PR #15870, opened 2019-08-13
update support MKLDNN BN conditions

ElaineBao:
## Description ##
update BN conditions of when to run into MKLDNN.

## Changes ##
- [ ] support BN with arbitrary channel size
- [ ] support BN with different MKLDNN layout

## Performance ##
1. resnet50 v2 has one BN with shape (3 x 224 x 224), which cannot run into MKLDNN before changing the condition. Performance comparison before and after the change is as below.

+++++

◆ Your assignment
Gather up, from the records above, each line where the word "MKLDNN" appears.

◆ Answer to this task
update support MKLDNN BN conditions
update BN conditions of when to run into MKLDNN.
- [ ] support BN with different MKLDNN layout
1. resnet50 v2 has one BN with shape (3 x 224 x 224), which cannot run into MKLDNN before changing the condition. Performance comparison before and after the change is as below.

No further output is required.